Тут я перечислил только то, что получилось вспомнить сразу. Думаю, таких историй гораздо больше. Если у вас есть свои примеры того, как веб-аналитика помогала вам повысить эффективность сайта или рекламы, расскажите о них в комментариях. Думаю, это будет полезно всем 🙂
Отличия веб и сквозной аналитики
Наверняка, вы слышали ещё одно понятие: сквозная аналитика. Давайте разберём, чем она отличается от веб-аналитики, о которой мы только что поговорили.
Веб-аналитика отслеживает пользователя на пути “рекламный канал — сайт — заявка”. После того как человек заполнил форму и нажал кнопку “отправить”, начинается бизнес-аналитика. Она хранит данные о том, сколько денег человек принёс компании, что он купил, частоту покупок и т.д. Так вот сквозная аналитика — это инструмент, который помогает связать веб-аналитику с бизнес-показателями.

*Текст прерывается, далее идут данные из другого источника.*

PR #385, opened 2015-07-17
Do not call default command when there's no default command

rosen-vladimirov:
In case command does not have default command and arguments are not passed, we are trying to execute default command, which is not expected. Make sure not to return true in this method, when there's no default command.


teobugslayer:
:+1:

PR #386, opened 2015-07-20
Parse command line values as strings

rosen-vladimirov:
Yargs will parse all non-hyphenated values as strings in case we tell we want this. So, let's declare we want this and remove our hack, that's doing it. This will also fix the case when numbers like 8.0 are passed on the console. Yargs is giving them to us as "8", but we need the full value. With this fix, we'll receive "8.0".


teobugslayer:
:+1:

PR #387, opened 2015-07-20
Fix not able to parse JSON files with UTF-8 with BOM encoding

ispasov:


ispasov:
:+1:  from @rosen-vladimirov

PR #388, opened 2015-07-20
Ensure that all directories have permissions

Fatme:
On some devices  adb push removes write permission of others group. This is problem when trying to move files to /data/data because run-as is always executed with different user from the user who pushes the files to /data/local/tmp.

Fixes https://github.com/NativeScript/nativescript-cli/issues/654


rosen-vladimirov:
:+1:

С её помощью мы можем видеть не только количество заявок, которое пришло нам с одного рекламного источника. А ещё и число реальных клиентов, которых этот источник привёл. Ведь иногда бывает так, что один канал принёс 10 лидов, а второй 100. Но вот из 100 заявок в клиентов превратилось только 2, а из 10 — 5. Если мы оцениваем результаты только по данным веб-аналитики, то можем подумать, что второй канал эффективнее, ведь он принёс нам в 10 раз больше лидов. Но если смотреть на реальный результат по клиентам, которые принесли деньги в кассу, всё уже не так однозначно.

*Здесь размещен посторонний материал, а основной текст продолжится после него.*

PR #391, opened 2015-07-20
Fix livesync ios when having both iOS and Android devices connected at the same time

Fatme:
Fixes https://github.com/telerik/mobile-cli-lib

Fixes the second part of this issue https://github.com/NativeScript/nativescript-cli/issues/654

### DIFF
--- a/commands/device/stop-application.ts
+++ b/commands/device/stop-application.ts
@@ -13,11 +13,11 @@ export class StopApplicationOnDeviceCommand implements ICommand {
 		private $staticConfig: Config.IStaticConfig,
 		private $options: IOptions) { }
 
-	allowedParameters: ICommandParameter[] = [this.$stringParameter];
+	allowedParameters: ICommandParameter[] = [this.$stringParameter, this.$stringParameter];
 
 	public execute(args: string[]): IFuture<void> {
 		return (() => {
-			this.$devicesServices.initialize({ deviceId: this.$options.device, skipInferPlatform: true }).wait();
+			this.$devicesServices.initialize({ deviceId: this.$options.device, skipInferPlatform: true, platform: args[1] }).wait();
 
 			if (this.$devicesServices.deviceCount > 1) {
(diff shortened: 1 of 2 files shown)


commands/device/stop-application.ts
```diff
@@ -13,11 +13,11 @@ export class StopApplicationOnDeviceCommand implements ICommand {
 		private $staticConfig: Config.IStaticConfig,
 		private $options: IOptions) { }
 
-	allowedParameters: ICommandParameter[] = [this.$stringParameter];
+	allowedParameters: ICommandParameter[] = [this.$stringParameter, this.$stringParameter];
 
 	public execute(args: string[]): IFuture<void> {
 		return (() => {
-			this.$devicesServices.initialize({ deviceId: this.$options.device, skipInferPlatform: true }).wait();
+			this.$devicesServices.initialize({ deviceId: this.$options.device, skipInferPlatform: true, platform: args[1] }).wait();
```
rosen-vladimirov: why is this change required? this way you will not use the first passed argument, for example:
`$ appbuilder device stop android ios`
will omit android platform

rosen-vladimirov: and in case you pass only one platform, it will be skipped, for example:
`$ appbuilder device stop android`

Fatme: This command is not publicly exposed. We use it only as "dev" command because we need to exec stop application logic in separate process.

rosen-vladimirov: Ok, I've got it now, the first argument is the app id, the second one is the platform :)

rosen-vladimirov:
:+1:

commands/device/stop-application.ts
Fatme: This change is required because when livesyncing to ios device and android device is connected at the same time we're initializing and starting device discovery without platform. This triggers android discovery and thus throws an error. Actually initialing device service again is not correct (we've already initialized it at the begging of livesync command) and the change actually passed the specified platform to device service.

Конечно, если у вас один рекламный канал, то все эти данные и так считаются без проблем. А вот если источников несколько, сквозная аналитика будет очень полезным инструментом. Ведь заявка далеко не всегда равна продаже.

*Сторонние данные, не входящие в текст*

PR #395, opened 2015-07-22
Don't fail when more than one ios devices are attached

Fatme:
If you connect two iOS devices and execute `tns livesync` the following exception is thrown: 
`Multiple exceptions were thrown:
Command failed: /bin/sh -c node ~/Work/nativescript-cli/bin/nativescript.js device stop org.nativescript.debuggerApp iOS`


teobugslayer:
:+1:

PR #401, opened 2015-07-27
Fix grunt tasks

rosen-vladimirov:
Fix `grunt clean` task in order to remove only .js and .js.map files from common lib. Un-gitignore bin/common-lib.js file.
Fix rename package to work only when there's specific build number.

### DIFF
--- a/Gruntfile.js
+++ b/Gruntfile.js
@@ -112,7 +112,7 @@ module.exports = function(grunt) {
 		},
 
 		clean: {
-			src: ["test/**/*.js*", "**/*.js*", "!vendor/*.js", "*.tgz"]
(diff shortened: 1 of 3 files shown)


Gruntfile.js
```diff
@@ -112,7 +112,7 @@ module.exports = function(grunt) {
 		},
 
 		clean: {
-			src: ["test/**/*.js*", "**/*.js*", "!vendor/*.js", "*.tgz"]
+			src: ["test/**/*.js*", "**/*.js*", "!**/*.json", "!Gruntfile.js", "!node_modules/**/*", "!bin/common-lib.js",  "!vendor/*.js", "*.tgz"]
```
rosen-vladimirov: maybe it is better to specify the `.js` and `.js.map` directly  instead of using `"**/*.js*"`

teobugslayer: I am fine as is

teobugslayer:
:+1:

teobugslayer:
:+1:

PR #402, opened 2015-07-27
Print connected devices as a table

teobugslayer:
Rewrote device discovery as an EventEmitter

Implements https://github.com/NativeScript/nativescript-cli/issues/702


rosen-vladimirov:
:+1:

Например, у нас был случай, когда и из Директа, и из Google.Ads мы получали примерно одинаковое количество заявок по примерно одной и той же цене. Но вот заявки из Директа очень плохо конвертировались в покупки, и реклама там была совсем невыгода. В итоге мы решили отказаться от Директа и перевели весь бюджет в Google.Ads. Это моментально повысило отдачу от инвестиций, а без сквозной аналитики мы бы даже даже не узнали о таком варианте.
Ещё пример пользы сквозной аналитики. В отчётах можно увидеть всю информацию по звонкам клиентов. Если в статистике мы замечаем, что многие люди не дождались ответа оператора, а кто-то так и не смог дозвониться, то очевидно, что нужно либо расширять штат, либо уменьшать объёмы рекламной кампании. Тогда операторов будет хватать на всех, и деньги на рекламу не будут сливаться впустую.
Погрешность в данных
На самом деле всё не так радужно, как может показаться на первый взгляд. Да, мы можем отслеживать много разных данных, делать выводы, а потом корректировать сайт или рекламные кампании и повышать свою эффективность. Но в этих данных всегда присутствует погрешность.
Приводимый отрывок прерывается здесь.